Beginning at the first line of the data, print each line exactly, stopping after the line that contains "Restructure that doc a little bit".

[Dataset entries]
"""

PR #10147, opened 2022-11-03
Clarify session/IP limits and move to better location

zuluecho9:
Liaison work involving: 
Move the sessions/IP-address limit to 'Factors affecting access' doc
Restructure that doc a little bit
Point to that limit from a couple other docs


paperclypse (approved):
Looks good to me!

PR #10193, opened 2022-11-07
Python Agent EOL Updates

TimPansino:
## Give us some context

* Updates Python Agent EOL page with new version releases, and removes old version.


akristen (approved):
Thanks for this update!

PR #10206, opened 2022-11-08
fix(navs): flattening some stuff

zuluecho9:
Attempt to make some nav stuff less nested, especially in the beginning areas of the navs


paperclypse (dismissed):
I left some CodeStream comments. Some minor quibbles. Otherwise, looks good! A definite improvement.

PR #10218, opened 2022-11-08
Update synth price and details

zuluecho9:
liaison work: update synth price/rules


rhetoric101 (dismissed):
@zuluecho9 Thanks for making these changes!

PR #10242, opened 2022-11-10
Updated "Logs API example" logtype value

csbertran:
Inconsistency of the description with the example of "Logs API".
Changed the value of logtype from "accesslog" to "nginx" as said in the description above. 
As you can see in this other part of the documentation, indeed the logtype value for NGINX parse rules is "nginx" and not "accesslog":  https://docs.newrelic.com/docs/logs/ui-data/built-log-parsing-rules#nginx


x8a:
Closing this PR as the change is introduced in PR #10241.

PR #10249, opened 2022-11-10
Fix(Go agent): corrected release note metadata

nr-swilloughby:
In the 3.20.0 release, the release note document had an incorrect metadata header. This corrects that error.


rhetoric101 (approved):
@nr-swilloughby thanks for making these updates to the release notes!

PR #11323, opened 2023-01-31
.NET Agent: Add 2.19.0 to list of verified compatible MongoDB.Driver versions

nr-ahemsath:
Add 2.19.0 to the list of verified compatible MongoDB.Driver versions for the .NET Agent.


nbaenam (approved):
Hey @nr-ahemsath, thanks your the update! It looks good to me!

PR #11332, opened 2023-02-01
fix(stream data): various improvements

zuluecho9:
Add 'Azure' to data streaming in Data Plus doc. 
Clarify the 'streaming data' doc in APM is for APM, and made some improvements related to 'supported agent version' wording.


rhetoric101 (approved):
@zuluecho9 thanks for adding that Azure information and moving the supported versions to a different spot.

PR #11337, opened 2023-02-01
fix: Updates Security API docs to reflect internal API

colfortis:
## Give us some context

Updating format of findings for Security API to match internal API format


homelessbirds (approved):

homelessbirds:
Looks good! Thanks!

PR #11339, opened 2023-02-01
feat: add `LicenseKey` serializer & deserializer

sunnyzanchi:


clarkmcadoo (approved):

tabathadelane (approved):

tabathadelane:
Should we wait until we update the theme, so we can also bump the version here, or do we just want to do that separately?

sunnyzanchi:
> Should we wait to merge until we update the theme, so we can also bump the version here, or do we just want to do that separately?

i'll go ahead an merge this, we can always bump the theme later

PR #11343, opened 2023-02-01
FIX(Go agent) Release notes for 3.20.3 metadata correction

nr-swilloughby:
The previous 3.20.3 release notes doc had incorrect metadata. This corrects that so the correct release note shows as current.


homelessbirds (approved):

homelessbirds:
Looks good! thanks!

PR #11348, opened 2023-02-02
feat(Dashboards): Added the <LIKE> and <RLIKE> example

nbaenam:
Added a new example for `<LIKE>` and `<RLIKE>`.

This is the ticket: [NR-83531](https://issues.newrelic.com/browse/NR-83531)


x8a (approved):
Looking good!

PR #11366, opened 2023-02-03
chore(synthetics): updated module versions

bpeckNR:
Updated a few module versions in the Node 16.10 and Chrome 100 runtimes.


x8a (approved):
Thanks for the update!

PR #11367, opened 2023-02-03
[FIX] CSP recommendations in Browser Compatibility Document

metal-messiah:
## Give us some context
This PR updates the CSP section of the browser agent compatibility requirements doc, as recommended in https://issues.newrelic.com/browse/NR-77599 .  It was missing a route for EU customers.  But beyond this, the list of domains was getting long and could be included as `*.nr-data.net` if desired.  All specific subdomains should still be configurable if the `*` does not meet the customer's needs.

This PR also fixes an error in our "supported versions" in the same document.


rhetoric101 (approved):
@metal-messiah, thanks for updating this details!

PR #11376, opened 2023-02-03
fix scripted browser best practices example

keegoid-nr:
- update script to match recent platform changes
- add missing awaits
- add a second page
- improve comments and script log output
- fix `err` object which should have been named `exception`


rhetoric101 (approved):
@keegoid-nr thanks for updating this script!

PR #11377, opened 2023-02-03
Updated CLM implementation

planteater:
Implementation of code-level metrics has changed slightly, and we're now showing just average duration and error rate. Updated copy and screenshots to reflect this. Also eliminated some references to "golden". Since we're now showing just two of the four classic golden metrics, didn't seem to make sense to keep using that term.


rhetoric101 (approved):
@planteater thanks for adding these updated images and for clarifying the text.

PR #11391, opened 2023-02-06
PUBLISH DATE: WAIT TO PUBLISH ON 2/13/23 Updates related to CLM on by default

mfulb:
The PHP agent team is working on releasing the agent with code level metrics (CLM) on by default.
These changes reflect that the CLM feature is now the default instead of having to be manually enabled.
I tried to find all places this is mentioned but it is possible there are others so it would be good to let those responsible for the CLM sections of the site aware of this change in the agent.


mfulb:
This document is linked with https://github.com/newrelic/docs-website/pull/11444 - we will notify when ready to merge.

mfulb:
We have completed the release so this can be merged.

homelessbirds (approved):

PR #11394, opened 2023-02-06
fix(PHP agent): Add Codestream/CLM to compat page

mfulb:
Updates to the PHP agent compatibility page clarifying Codestream/CLM support as well as recommended PHP versions.


akristen (approved):
Looks good! Thanks for this update :)

PR #18278, opened 2024-08-05
feat(Docs): Added some guidance about whats new github action

paperclypse:


cbehera-newrelic (approved):
The content looks good to me, just curious, what is to be done if the ID generation fails or doesn't complete?

PR #18297, opened 2024-08-07
chore(style guide): Delete docs library service info

austin-schaefer:
We used to use Swiftype to automatically surface relevant docs in the UI based on your location, but we decomissioned that capability over a year ago.


jeff-colucci (approved):
Made one small style fix

PR #18310, opened 2024-08-08
chore(PHP): Adds note for API call

mfulb:
I am a PHP team engineer.

This update is based on customer feedback.  The INI option `newrelic.error_collector.prioritze_api_errors` is intended to cause errors reported through the `newrelic_notice_error()` API to take precedence over other error types which occur.  However, if an uncaught error error also occurs it will have the highest priority.  This can be confusing if notice'd errors are not showing up and this setting is set to `true`.

I made it a "NOTE:" but perhaps a different formatting (callout?) would be better and I leave this to your discretion.


jeff-colucci (approved):
Looks great, just a small style change

PR #17314, opened 2024-05-15
fix: config.yaml indentation

crshanks:
The indentation appears incorrect in the docs page. The `cluster_name`, `transformation`, and `targets` keys all need to be at the same indentation to avoid errors. I'm unsure why the existing code block didn't preserve the indentation as the code block immediately before, using the same spacing etc., preserves it correctly.

The existing docs page displays the config.yaml example markdown code block with two spaces before the `transformation`, and `target` keys, i.e.:

```yaml
cluster_name: YOUR-CLUSTER-NAME

  transformations: # The attribute `mongodb_cluster_name` to all the MongoDB metrics is needed by the MongoDB dashboard.
    - {"add_attributes":[{"prefix":"mongodb_","attributes":{"mongodb_cluster_name": "YOUR-CLUSTER-NAME" }}]}

  targets:
    - urls:
      - http://exporter:9216
```

It should appear, for copying, as:
```yaml
cluster_name: YOUR-CLUSTER-NAME

transformations: # The attribute `mongodb_cluster_name` to all the MongoDB metrics is needed by the MongoDB dashboard.
  - {"add_attributes":[{"prefix":"mongodb_","attributes":{"mongodb_cluster_name": "YOUR-CLUSTER-NAME" }}]}

targets:
  - urls:
    - http://exporter:9216
```

PR #18336, opened 2024-08-12
fix(OHI Mongodb): Deleted files that were not deleted in the revamp p…

nbaenam:
Because of this PR: https://github.com/newrelic/docs-website/pull/17314, we realized that the former MongoDB docs were only deleted from the nav file.


jeff-colucci (approved):
Looks perfect to me!

PR #18338, opened 2024-08-12
fix: correct node-browser-runtime release notes version

kondracek-nr:
## Give us some context

Correct node-browser-runtime version in latest release notes


paperclypse (approved):
I assume this is the correct version number :)

PR #18366, opened 2024-08-13
Update manage-data-retention.mdx

nr-ksteinbach:
I'm the PM of the team that owns these downsamplers in our NR backend, and this change will fix the incorrect description that previously indicated that all infrastructure metrics "(including metrics from on-host integrations)" (sic) would be aggregated.


nbaenam (approved):
Hi @nr-ksteinbach, thank you for the update! I've added a minor TW edit

PR #18369, opened 2024-08-14
Instrumented view based on time picker

keegoid-nr:
- updating wording to account for new UI behavior


nbaenam (approved):
Hi @keegoid-nr, thank you for the update! I've added a minor TW edit

PR #18371, opened 2024-08-14
fix(Infra): reversing changes based on SME feedback

jeff-colucci:


rhetoric101 (approved):
@jeff-colucci it looks like you just needed to remove a `chmod` command. This looks good to me.

PR #18390, opened 2024-08-15
feat: update pageaction apis that mention limit

metal-messiah:
This PR adjusts the page action docs that mention a 120 event limit, which was changed in the latest browser agent release.


nbaenam (approved):
Hi @metal-messiah, thank you for the update!! It looks good to me!

PR #18394, opened 2024-08-15
docs: Correct wording on MacOS agent update steps

d3caf:
Noticed that the "update" guide for MacOS incorrectly said `Uninstall the agent` as one of the steps, when in fact the step was to upgrade the agent.


nbaenam (approved):
HI @d3caf, thank you for the update!! It looks good to me!

PR #18398, opened 2024-08-15
Update whats-new-template.mdx

aalfano7:
Updated path for adding images, I also recommend removing the screenshot as step 1 is actually to select the static folder, and image shows src folder being selected.


nbaenam (approved):
Hi @aalfano7, thank you for the update! I've added some TW edits

PR #1656, opened 2020-10-23
40894: Tooltips in schema browser's tree are too narrow on Safari, truncated in Firefox

labkey-klum:
#### Rationale
Ext4 quick tips were rendering incorrectly on versions of Safari and Firefox. This was an Ext bug with dynamic sizing of tooltips where the box size wasn't calculated correctly for those browsers. Sencha fixed the problem in a subsequent release of Ext but that fix was never backported to 4.2.1

[tracking issue](https://www.labkey.org/home/Developer/issues/issues-details.view?issueId=40894)

This affect all quick tips and is not limited to the schema browser, anywhere in the application that we used quick tips would show the problem:
- file browser
- views and scripting
- others

#### Changes
- backport the fix via ext-patches and constrain to Safari and Gecko user agents.

### DIFF
--- a/api/webapp/ext-4.2.1/ext-patches.js
+++ b/api/webapp/ext-4.2.1/ext-patches.js
@@ -1061,11 +1061,11 @@ Ext4.override(Ext4.tree.Column, {
 });
 
 // issue : 40894 quick tips width being set too narrow
-// This is a backport of the fix implemented in Ext 5.0.1 :
-//
+// The problem was fixed in Ext 5.0.1 but not backported to earlier versions :
 // EXTJS-12511 Narrow tooltips in Safari Mac
 // EXTJS-13334 Tooltip is horizontally squished in Safari
 //
+// This override was found in a stackoverflow posting : https://stackoverflow.com/questions/15834689/extjs-4-2-tooltips-not-wide-enough-to-see-contents
 if (Ext4.isSafari || Ext4.isGecko) {
     Ext4.override(Ext4.tip.QuickTip, {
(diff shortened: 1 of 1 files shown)


api/webapp/ext-4.2.1/ext-patches.js
```diff
@@ -1059,3 +1059,44 @@ Ext4.override(Ext4.tree.Column, {
         '</tpl>'
     ]
 });
+
+// issue : 40894 quick tips width being set too narrow
```
labkey-nicka, line 1063: nit: Do you have a link to a sencha issue or somewhere you found this override? This is something we normally try to document for these types of override fixes.

api/webapp/ext-4.2.1/ext-patches.js
```diff
@@ -1059,3 +1059,44 @@ Ext4.override(Ext4.tree.Column, {
...
+        {
+            var me = this;
+
+            me.target = me.target || Ext4.getDoc();
+            me.targets = me.targets || {};
+            me.callParent();
+
+            me.on('move', function ()
+            {
+                var offset = me.hasCls('x-tip-form-invalid') ? 35 : 12,
```
labkey-nicka, line 1082: I'm rusty on my ExtJS, and I'm sure you tested this out that it works, but the Ext4 CSS namespace prefix is `x4-` so I'm curious if this should be updated as well? I'd presume it is always setting the offset to `12` (which may be suitable).

labkey-nicka (approved):
Looks good. Couple questions.

PR #1658, opened 2020-10-26
41618: provenance: delete performance while deleting large assay run

labkey-kevink:
#### Rationale
When deleting a exp.data input or a set of assay result rows in an assay run, we clean up any associated exp.edge and provenance map rows.  Instead of iterating over each ExpData individually, we can use an IN clause to delete all rows at once.  In addition, issuing separate DELETE requests is much faster than using a WHERE clause with OR.

#### Related Pull Requests
* https://github.com/LabKey/provenance/pull/41

#### Changes
- use IN clause to delete ExpData grouped by source run in AbstractAssayTsvDataHandler.beforeDeleteData
- delete run provenance data before deleting ExpData
- avoid using OR when deleting edges and provenance

### DIFF
--- a/api/src/org/labkey/api/assay/AbstractAssayTsvDataHandler.java
+++ b/api/src/org/labkey/api/assay/AbstractAssayTsvDataHandler.java
@@ -89,6 +89,8 @@ import java.util.Objects;
 import java.util.Set;
 import java.util.stream.Collectors;
 
+import static java.util.stream.Collectors.toList;
+
 /**
  * User: jeckels
  * Date: Jan 3, 2008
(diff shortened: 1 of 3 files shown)


api/src/org/labkey/api/assay/AbstractAssayTsvDataHandler.java
```diff
@@ -281,114 +283,130 @@ private void adjustFirstRowOrder(List<Map<String, Object>> dataRows, DataLoader
...
+                {
+                    domain = AbstractAssayProvider.getDomainByPrefix(protocol, ExpProtocol.ASSAY_DOMAIN_DATA);
+                }
+                catch (IllegalStateException ignored)
+                {
+                    domain = null;
+                    // Be tolerant of not finding a domain anymore, if the provider has gone away
+                }
+
+                // TODO: create assayResultLsidSql when provider no longer exists
```
labkey-ankurj, line 351: is this to be done in this PR?

labkey-ankurj (approved):
Looks good, one comment regd TODO

api/src/org/labkey/api/assay/AbstractAssayTsvDataHandler.java
labkey-kevink: No, this is a comment from prior to this change.

PR #1662, opened 2020-10-27
Add an alternate path for the view files generated by webpack so Gradle can use this for caching purposes

labkey-susanh:
#### Rationale
In order to take advantage of gradle caching and better up-to-date checks, we need to separate the directory where files generated by webpack exist from the directory where source code may live.  The changes here introduce an alternate path where view HTML files may be found, namely,  `resources/views/gen`.  Once this is in place, we can modify the webpack build to actually put files in this directory, then modify the gradlePlugin to designate this directory as an output directory.

#### Related Pull Requests
* https://github.com/LabKey/gradlePlugin/pull/98

#### Changes
* Add resources/web/gen as an alternate path for finding HTML views and introduce the corresponding resource cache
* Export a method `getGeneratedViewPath` for getting the path to this new directory


cnathe (approved):
Awesome!

cnathe (approved):

PR #1663, opened 2020-10-27
fix inconsistency between DataLoaderIterator and DataLoader._DataIterator

labkey-matthewb:
#### Rationale
If DataLoader has colums with column.active==false, then the returned _DataIterator does not correctly return values via .get(int)

#### Changes
introduce getActiveColumns() method to make consistency easier
assert that columns line up


labkey-adam (changes requested):
Looks okay to me, but sql.Query$QueryTestCase appears to be failing now

labkey-adam:
FreezerPro tests are green on this branch: https://teamcity.labkey.org/viewLog.html?buildId=1153939&buildTypeId=LabKey_Trunk_LabkeyPremiumTrunk_GitModules_FreezerProPostgres95

labkey-adam (approved):

PR #1667, opened 2020-10-27
watchkey check

labkey-matthewb:
#### Rationale
Remove watchkey check that fails with upload module feature.


labkey-adam (changes requested):
Undo the `ModuleLoader` change? I'm assuming that's wasn't meant to be pushed.

labkey-matthewb:
> Undo the `ModuleLoader` change? I'm assuming that's wasn't meant to be pushed.

thanks

labkey-adam (approved):

PR #1673, opened 2020-11-01
Issue 41314: Wikis containing forward slashes get duplicated upon export/import

labkey-adam:
#### Rationale
Wikis with special characters in their names get exported correctly, but WikiImporterFactory gets confused at import time. https://www.labkey.org/home/Developer/issues/issues-details.view?issueId=41314

### DIFF
--- a/wiki/src/org/labkey/wiki/export/WikiImporterFactory.java
+++ b/wiki/src/org/labkey/wiki/export/WikiImporterFactory.java
@@ -40,6 +40,7 @@ import org.labkey.wiki.WikiSelectManager;
 import org.labkey.wiki.model.Wiki;
 import org.labkey.wiki.model.WikiVersion;
 
+import java.io.File;
 import java.io.IOException;
 import java.io.InputStream;
 import java.util.ArrayList;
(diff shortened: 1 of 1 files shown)


wiki/src/org/labkey/wiki/export/WikiImporterFactory.java
```diff
@@ -213,18 +218,20 @@ private Wiki importWiki(String name, String title, boolean shouldIndex, boolean
             return wiki;
         }
 
-        private Pair<String, InputStream> findContentStream(VirtualFile dir, String wikiName) throws ImportException, IOException
+        // Currently, content filename is the same as the folder name, plus an extension that determines the type
+        // TODO: We should store the type and/or the content filename
```
labkey-matthewb, line 222: I actually like the current strategy since it allows 1) webdav 2) folder archive 3) module wikis (if we supported such a thing to all support the exact same layout w/o extra files.

labkey-matthewb (approved):

wiki/src/org/labkey/wiki/export/WikiImporterFactory.java
labkey-adam: I'm not proposing any changes to the layout. Just suggesting that we could export a couple additional hints in the wiki.xml file... in addition to name, title, parent, showAttachments, and shouldIndex (which are all required to properly roundtrip) we'd add (optional) folder and contentFilename attributes.

PR #1675, opened 2020-11-02
Check first 100 rows for columns in AbstractQUS._toDataIterator

labkey-martyp:
#### Rationale
Ran into this while testing SND APIs, which don't currently fill in missing columns for every row passed to the API.  Found we're only looking for columns in the first row.  There may be a different fix but thought looking at the first 100 rows would at least increase the probability of getting all the columns while not iterating through very large row sets.

#### Changes
* AbstractQueryUpdateService._toDataIterator iterate first 100 rows looking for column names

### DIFF
--- a/api/src/org/labkey/api/query/AbstractQueryUpdateService.java
+++ b/api/src/org/labkey/api/query/AbstractQueryUpdateService.java
@@ -95,9 +95,12 @@ import java.io.StringReader;
 import java.sql.SQLException;
 import java.util.ArrayList;
 import java.util.Arrays;
+import java.util.Collection;
+import java.util.HashSet;
 import java.util.List;
 import java.util.Map;
 import java.util.Set;
+import java.util.stream.Collectors;
 
 import static java.util.Objects.requireNonNull;
 import static org.labkey.api.audit.TransactionAuditProvider.DB_SEQUENCE_NAME;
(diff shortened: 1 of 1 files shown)


api/src/org/labkey/api/query/AbstractQueryUpdateService.java
```diff
@@ -383,7 +386,9 @@ protected DataIterator _toDataIterator(String debugName, List<Map<String, Object
 
         if (rows.size() > 0 && rows.get(0) instanceof ArrayListMap)
         {
-            colNames = ((ArrayListMap)rows.get(0)).getFindMap().keySet();
+            // Check first 100 rows for column names
```
labkey-matthewb, line 389: This doesn't seem quite right.  You can see the "else" case already scans all the rows.  Right now we overload "is arraylist" to mean we can optimize.  I think the right fix is to find the data loader that is returning ArrayListMaps doesn't know all its columns, OR be explicit and have a way for the dataloader  to indicate it does/doesn't know all its columns.

api/src/org/labkey/api/query/AbstractQueryUpdateService.java
```diff
@@ -383,7 +386,9 @@ protected DataIterator _toDataIterator(String debugName, List<Map<String, Object
 
         if (rows.size() > 0 && rows.get(0) instanceof ArrayListMap)
         {
-            colNames = ((ArrayListMap)rows.get(0)).getFindMap().keySet();
+            // Check first 100 rows for column names
+            colNames = rows.stream().limit(100).map(Map::keySet).flatMap(Collection::stream)
```
labkey-jeckels, line 390: If we already have them all in memory as a List, is there any reason to stop at 100? Performance? @labkey-matthewb what do you think?

labkey-matthewb: Hmm, did my previous comment not submit?  It should be there now.

labkey-nicka:
Related, this is why we have the `ensureAllFieldsInAllRows` backstop method on the client.

https://github.com/LabKey/labkey-ui-components/blob/40d1eba99fa23409b4ca0524db61bbe494b459ca/packages/components/src/internal/query/api.ts#L714

PR #1677, opened 2020-11-03
Alphabetize by name in thread dumps

labkey-jeckels:
#### Rationale
In the Admin Console's running threads page, we alphabetize threads to groups like with like. We don't do that for the thread dumps we write to log files.

#### Changes
* Let a TreeMap do the hard work of sorting by name

### DIFF
--- a/api/src/org/labkey/api/util/DebugInfoDumper.java
+++ b/api/src/org/labkey/api/util/DebugInfoDumper.java
@@ -36,10 +36,12 @@ import java.nio.file.Path;
 import java.nio.file.StandardWatchEventKinds;
 import java.text.DecimalFormat;
 import java.time.LocalDateTime;
+import java.util.ArrayList;
+import java.util.Comparator;
 import java.util.Date;
+import java.util.List;
 import java.util.Map;
 import java.util.Set;
-import java.util.TreeMap;
 
 /**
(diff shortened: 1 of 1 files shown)


labkey-susanh (approved):

api/src/org/labkey/api/util/DebugInfoDumper.java
```diff
@@ -242,7 +243,7 @@ public static synchronized void dumpThreads(LoggerWriter logWriter)
                 FileUtils.byteCountToDisplaySize(used) + " from a max of " +
                 FileUtils.byteCountToDisplaySize(max) + " (" + DecimalFormat.getInstance().format(used) + " / " + DecimalFormat.getInstance().format(max) + " bytes)");
         logWriter.debug("*********************************************");
-        Map<Thread,StackTraceElement[]> threads = Thread.getAllStackTraces();
+        Map<Thread,StackTraceElement[]> threads = new TreeMap<>(Thread.getAllStackTraces());
```
labkey-adam: Do you need to supply a `Comparator`? Is the natural order of `Thread`s deterministic?

labkey-jeckels: It's not. I should have done more validation than just spot checking. Now consistent with what we do in the Admin Console.

PR #1687, opened 2020-11-04
Issue 41364: Having a date field in an assay run result creates a bogus entry in the materials table

labkey-jeckels:
#### Rationale
The original theory behind creating this sample records was to let you find assay data that was probably derived from the same sample, even if you don't have a sample ID. I doubt it's ever helped anyone, and ends up creating a bunch of bogus records.

#### Changes
* Match against an existing material in the exceedingly unlikely case where it already exists, but otherwise don't bother creating it, and make sure callers handle nulls.


labkey-kevink (approved):
Excellent.  Any test changes required?

labkey-jeckels:
@labkey-kevink  I'll be checking the test results via TeamCity. I hope not, but it's possible an assay test or two will be checking for these as inputs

"""

Answer section
PR #10147, opened 2022-11-03
Clarify session/IP limits and move to better location

zuluecho9:
Liaison work involving: 
Move the sessions/IP-address limit to 'Factors affecting access' doc
Restructure that doc a little bit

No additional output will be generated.